Santa Fe New Mexican

State must reduce the number of people behind bars

- MARGARET STRICKLAND Margaret Strickland is immediate past president of the New Mexico Criminal Defense Lawyers Associatio­n.

New Mexicans are held in local jails on minor cases because they cannot afford to pay court fees or money bonds, and because some judges have a proclivity for sending minor offenders to jail.

Taxpayers are the ones who actually foot the bill for most of the fees and the high price of keeping people in jail. Our jails cannot ensure safe conditions even in the best of times, and the COVID-19 pandemic has compounded the human tragedy.

Across the state, New Mexico courts impose fines and fees that many are simply unable to pay. To make things worse, after imposing these unpayable fees, our courts spend an inordinate amount of resources attempting to collect the fees. The Brennan Center for Justice reports Bernalillo County spent $2.1 million in 2016 to collect $1.9 million, a loss of $300,000. Socorro County, with one of New Mexico’s highest poverty rates, imposed $207,000 in fines and fees, then spent $96,000 to collect $119,000, resulting in a net gain of only $24,000.

Much of the remaining debt was “paid” by putting the people who owed the money in jail, with each day of incarcerat­ion resulting in writing off a portion of the debt. This form of “payment” actually costs taxpayers. These monetary figures do not even consider the human costs of allowing people to “pay” using jail, a modern-day debtors prison, that has locked up thousands of poor New Mexicans.

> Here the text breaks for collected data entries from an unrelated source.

PR #3732, opened 2020-03-06
plugin/file+auto: implement transfer.Transferer

chrisohaver:

Implements zone transfer using the _transfer_ plugin.

Could mention it in README, but we should not deprecate existing functionality until Notify PR and  auto/file notify implementations merge.  Without notify, it could be confusing/esoteric to document in this state.

no

### DIFF
--- a/plugin/auto/transfer.go
+++ b/plugin/auto/transfer.go
@@ -5,7 +5,7 @@ import (
 	"github.com/coredns/coredns/plugin/transfer"
 	"github.com/miekg/dns"
 )
-
+// Transfer implements Transfer.Transferer
 func (a Auto) Transfer(zone string, serial uint32) (<-chan []dns.RR, error) {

Beyond fines and fees, many New Mexicans go to jail because they cannot afford bond or are given jail time for petty crimes. The Northern New Mexico Independen­t recently reported a Chimayó man, Juan, was jailed in the Rio Arriba County jail by Española Municipal Court Judge Stephen Salazar. The judge ordered the man pay a $500 bond to be released. Juan was unemployed. Neither he nor his family had that kind of money.

Salazar did not appoint an attorney to help Juan get this amount lowered, even though the judge was previously discipline­d by the New Mexico Supreme Court for communicat­ing with a defendant without his lawyer. Salazar, and many other judges, regularly send people to jail without that person having a lawyer to help.

Without a lawyer’s help, Juan went to jail Oct. 2 and died the next day. His death is not the only one that has occurred in the Rio Arriba County jail. The Rio Grande Sun reported in December that three detainees died in the jail. Unsurprisi­ngly, one person was serving a 21-day sentence for shopliftin­g imposed by Salazar.

During a pandemic, systematic jailing for minor issues can quickly turn into something even worse: needless exposure to a deadly virus. The coronaviru­s outbreaks in our jails have been disastrous. Several New Mexicans have died after being exposed in jail. New Mexico’s largest jail, the Metropolit­an Detention Center in Bernalillo County, is the most recent county jail to suffer a terrible outbreak, with hundreds testing positive in only a matter of days. Outbreaks are fueled by the basic structure of jails: many people held in close quarters, relying on guards for all their basic needs. Even during the best of times, jails struggle to keep detainees safe.

New Mexico can make its jails and communitie­s safer by reducing the number of people incarcerat­ed. The place to start is ending fines and fees, monetary bonds and jail sentences for minor crimes because of the perverse incentives these create. There is no time to waste as COVID-19 rampages through New Mexico and finds breeding grounds in our jails.

Across the state, New Mexico courts impose fines and fees that many are simply unable to pay.